The nature of the data is financial transactions (dates, amounts, geographical locations, businesses) so almost all data types are represented. All the reference data is normalised, hence the multiple joins.
I work with a few SQL Server 2008 databases containing tables with rows numbering in the billions. The only real problems we ran into were those of disk space, backup times, etc. Queries were (and still are) always fast, generally in the < 1 sec range, never more than 15-30 secs even with heavy joins, aggregations and so on.
Relational database systems can definitely handle this kind of load, and if one server or disk starts to strain then most high-end databases have partitioning solutions.
You haven't mentioned anything in your question about how the data is indexed, and 9 times out of 10, when I hear complaints about SQL performance, inadequate/nonexistent indexing turns out to be the problem.
The very first thing you should always be doing when you see a slow query is pull up the execution plan. If you see any full index/table scans, row lookups, etc., that indicates inadequate indexing for your query, or a query that's written so as to be unable to take advantage of covering indexes. Inefficient joins (mainly nested loops) tend to be the second most common culprit and it's often possible to fix that with a query rewrite. But without being able to see the plan, this is all just speculation.
So the basic answer to your question is yes, relational database systems are completely capable of handling this scale, but if you want something more detailed/helpful then you might want to post an example schema / test script, or at least an execution plan for us to look over.
90 million rows should be about 90GB, thus your bottleneck is disk.
If you need these queries rarely, run them as is.
If you need these queries often, you have to split your data and precompute your gouping summing and averaging on the part of your data that doesn't change (or didn't change since last time).
For example if you process historical data for the last N years up to and including today, you could process it one month (or week, day) at a time and store the totals and averages somewhere. Then at query time you only need to reprocess period that includes today.
Some RDBMS give you some control over when views are updated (at select, at source change, offline), if your complicated grouping summing and averaging is in fact simple enough for the database to understand correctly, it could, in theory, update a few rows in the view at every insert/update/delete in your source tables in reasonable time.

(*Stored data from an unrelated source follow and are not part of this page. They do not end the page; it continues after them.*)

PR #306, opened 2019-02-26
Bad words filter as "make check-censored" target

lmwnshn:
This uses a blacklist of regex in build-support/bad_words.txt.
By carefully picking regex, we don't need to // NOLINT innocuous uses too much, e.g. schema.h had a variable called inlined_ that we were picking up.

As a general rule of thumb, if the word is standalone, use the word boundary regex,
\bWORD\b   e.g. \binline\b
if the word is part of a function, include the calling paren in the regex,
func(            e.g. malloc(

Also added this check to CI and fixed up all existing files.

NB: I didn't think it was worth porting over the old validator script. That's a lot of Python, the include-what-you-use and namespace-closing functionality has been subsumed by check-lint, we basically just want to run an intelligent grep. And grep is pretty fast.

It is also much easier to understand how the make checks work compared to the old git-hook system.

### DIFF
--- a/.travis.yml
+++ b/.travis.yml
@@ -65,7 +65,8 @@ before_script:
       docker exec build /bin/sh -c "cd /repo/build && make gbenchmark_ep -j 4" &&
       docker exec build /bin/sh -c "cd /repo/build && make check-clang-tidy" &&
       docker exec build /bin/sh -c "cd /repo/build && make check-format" &&
-      docker exec build /bin/sh -c "cd /repo/build && make check-lint";
+      docker exec build /bin/sh -c "cd /repo/build && make check-lint" &&
+      docker exec build /bin/sh -c "cd /repo/build && make check-censored";
     else
       cd apidoc &&
       touch warnings.txt &&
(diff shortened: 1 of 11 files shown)


lmwnshn:
@tli2 Suggestions on what to do with the printf's and std::cout's (see Travis)?

Options:
1. ignore the test folder and terrier.cpp
2. nolint them out manually, line by line
3. remove them from the list of censored files in the CMake target
4. have a text file of not-to-be-censored files (this might encourage people to add things here, CMake is a little less friendly..)

tli2:
It looks like we already have some errors and it's failing the build. Can we also fix those in this PR? Otherwise LGTM.

apavlo:
@lmwnshn We should remove those printfs. If we leave them in there, then new people are going to think that it's okay and repeat them.

lmwnshn:
@apavlo @tli2 The main offender is a function whose only purpose is to print the row [1]. Should this function be deleted, switched to use a logger, or maybe return a string?

[1] https://github.com/cmu-db/terrier/blob/master/test/include/util/storage_test_util.h#L187

tli2:
I don't think this function is ever used. It's mostly here for debugging purposes if ever we need to print a row. We can probably move it to using the log or returning a string. I can see someone needing this utility in the future.

PR #312, opened 2019-03-13
Port over Peloton plan nodes

wenxuanqiu:
Major changes in this PR:
- An OutputSchema object, specifying the output columns of a plan node and mapping from input columns to output columns, is a now a member variable of the AbstractPlanNode. This provides an unified interface to connect a plan node with its children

It looks like you're calculating the same data over and over again from normalized data. One way to speed up processing in cases like this is to keep SQL with it's nice reporting and relationships and consistency and such, and use a OLAP Cube which is calculated every x amount of minutes. Basically you build a big table of denormalized data on a regular basis which allows quick lookups. The relational data is treated as the master, but the Cube allows quick precalcuated values to be retrieved from the database at any one point.
If that is only 1/20 of your data, you almost surely need to look into more scalable and efficient solutions, such as Google's Big Table. Have a look at NoSQL
I personally think that MongoDB is an awesome inbetween of NoSQL and RDMS. It isn't relational, but it provides a lot more features than a simple document store.
In dimensional (Kimball methodology) models in our data warehouse on SQL Server 2005, we regularly have fact tables with that many rows just in a single month partition.
Some things are instant and some things take a while, it depends on the operation and how many stars are being combined and what's going on.
The same models perform poorly on Teradata, but it is my understanding that if we re-model in 3NF, Teradata parallelization will work a lot better. The Teradata installation is many times more expensive than the SQL Server installation, so it just goes to show how much of a difference modeling and matching your data and processes to the underlying feature set matters.
Without knowing more about your data, and how it's currently modeled and what indexing choices you've made it's hard to say anything more.